Saved entries
* * *

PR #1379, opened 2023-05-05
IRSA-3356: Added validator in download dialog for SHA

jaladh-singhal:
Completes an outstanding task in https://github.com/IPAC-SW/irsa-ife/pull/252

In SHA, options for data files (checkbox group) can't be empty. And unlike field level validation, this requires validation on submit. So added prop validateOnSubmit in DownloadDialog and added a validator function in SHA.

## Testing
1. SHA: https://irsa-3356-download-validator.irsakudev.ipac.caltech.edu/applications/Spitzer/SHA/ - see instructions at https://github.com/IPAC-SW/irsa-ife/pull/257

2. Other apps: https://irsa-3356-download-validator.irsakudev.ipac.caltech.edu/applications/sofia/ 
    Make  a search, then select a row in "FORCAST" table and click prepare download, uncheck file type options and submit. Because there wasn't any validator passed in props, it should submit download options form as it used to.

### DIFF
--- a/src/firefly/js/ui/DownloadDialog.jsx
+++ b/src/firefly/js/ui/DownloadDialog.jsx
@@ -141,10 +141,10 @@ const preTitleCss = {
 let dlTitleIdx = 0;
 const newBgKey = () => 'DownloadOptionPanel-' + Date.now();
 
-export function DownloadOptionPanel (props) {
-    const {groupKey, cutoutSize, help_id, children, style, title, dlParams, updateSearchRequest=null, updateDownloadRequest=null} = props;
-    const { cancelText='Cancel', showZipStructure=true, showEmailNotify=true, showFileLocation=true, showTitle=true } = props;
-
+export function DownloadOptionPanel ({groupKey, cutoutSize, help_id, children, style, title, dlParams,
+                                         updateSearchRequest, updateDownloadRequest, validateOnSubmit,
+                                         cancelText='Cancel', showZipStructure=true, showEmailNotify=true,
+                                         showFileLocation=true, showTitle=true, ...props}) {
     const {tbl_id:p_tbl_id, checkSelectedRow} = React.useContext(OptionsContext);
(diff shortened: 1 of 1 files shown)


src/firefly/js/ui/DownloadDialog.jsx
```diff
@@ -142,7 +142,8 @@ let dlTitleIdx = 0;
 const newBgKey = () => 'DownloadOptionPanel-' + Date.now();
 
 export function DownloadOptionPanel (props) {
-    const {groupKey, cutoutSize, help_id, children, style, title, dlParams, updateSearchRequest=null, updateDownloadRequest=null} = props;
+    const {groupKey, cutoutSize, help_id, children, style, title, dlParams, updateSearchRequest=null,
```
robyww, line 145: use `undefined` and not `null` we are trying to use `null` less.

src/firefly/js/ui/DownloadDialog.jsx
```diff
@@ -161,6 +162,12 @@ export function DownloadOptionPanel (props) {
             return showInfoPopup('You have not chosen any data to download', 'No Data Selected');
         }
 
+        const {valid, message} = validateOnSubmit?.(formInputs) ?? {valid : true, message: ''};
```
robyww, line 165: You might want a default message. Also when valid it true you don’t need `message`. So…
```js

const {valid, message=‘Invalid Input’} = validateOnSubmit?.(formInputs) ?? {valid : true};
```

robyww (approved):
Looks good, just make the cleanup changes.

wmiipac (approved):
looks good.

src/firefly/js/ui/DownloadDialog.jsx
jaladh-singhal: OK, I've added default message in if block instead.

* * *

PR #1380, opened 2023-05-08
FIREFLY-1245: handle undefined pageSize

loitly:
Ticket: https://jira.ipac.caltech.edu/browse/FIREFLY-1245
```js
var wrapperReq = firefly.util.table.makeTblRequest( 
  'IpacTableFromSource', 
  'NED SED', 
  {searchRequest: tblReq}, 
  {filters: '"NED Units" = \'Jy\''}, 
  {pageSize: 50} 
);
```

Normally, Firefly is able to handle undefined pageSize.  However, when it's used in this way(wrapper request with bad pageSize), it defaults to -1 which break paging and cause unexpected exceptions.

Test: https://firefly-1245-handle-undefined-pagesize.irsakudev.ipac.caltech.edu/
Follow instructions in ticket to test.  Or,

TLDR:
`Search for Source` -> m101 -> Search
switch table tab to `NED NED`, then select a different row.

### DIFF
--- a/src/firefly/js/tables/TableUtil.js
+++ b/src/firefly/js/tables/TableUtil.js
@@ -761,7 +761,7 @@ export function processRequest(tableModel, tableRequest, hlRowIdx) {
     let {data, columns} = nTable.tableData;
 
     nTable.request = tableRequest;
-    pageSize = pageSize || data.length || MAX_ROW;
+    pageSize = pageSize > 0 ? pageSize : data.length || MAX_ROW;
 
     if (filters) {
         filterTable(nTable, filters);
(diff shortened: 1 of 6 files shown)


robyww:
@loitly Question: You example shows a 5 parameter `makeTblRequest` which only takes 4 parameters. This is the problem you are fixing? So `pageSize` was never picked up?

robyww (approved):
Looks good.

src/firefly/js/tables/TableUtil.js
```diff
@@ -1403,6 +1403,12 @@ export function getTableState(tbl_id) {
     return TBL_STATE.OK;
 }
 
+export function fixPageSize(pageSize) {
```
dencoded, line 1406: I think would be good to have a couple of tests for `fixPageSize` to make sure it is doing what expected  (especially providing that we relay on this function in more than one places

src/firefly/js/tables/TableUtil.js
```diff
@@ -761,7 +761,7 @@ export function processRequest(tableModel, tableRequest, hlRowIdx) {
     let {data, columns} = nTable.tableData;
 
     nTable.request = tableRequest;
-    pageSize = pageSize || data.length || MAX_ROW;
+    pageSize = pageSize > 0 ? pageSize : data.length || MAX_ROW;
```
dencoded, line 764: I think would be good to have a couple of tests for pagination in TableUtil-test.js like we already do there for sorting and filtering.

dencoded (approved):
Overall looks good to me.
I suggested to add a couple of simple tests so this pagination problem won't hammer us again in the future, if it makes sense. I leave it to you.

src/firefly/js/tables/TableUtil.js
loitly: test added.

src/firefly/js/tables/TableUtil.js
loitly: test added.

* * *

Wherever "loitly" occurs in the records above, copy the line it sits in.

**Exercise result**
loitly:
@loitly Question: You example shows a 5 parameter `makeTblRequest` which only takes 4 parameters. This is the problem you are fixing? So `pageSize` was never picked up?
loitly: test added.
loitly: test added.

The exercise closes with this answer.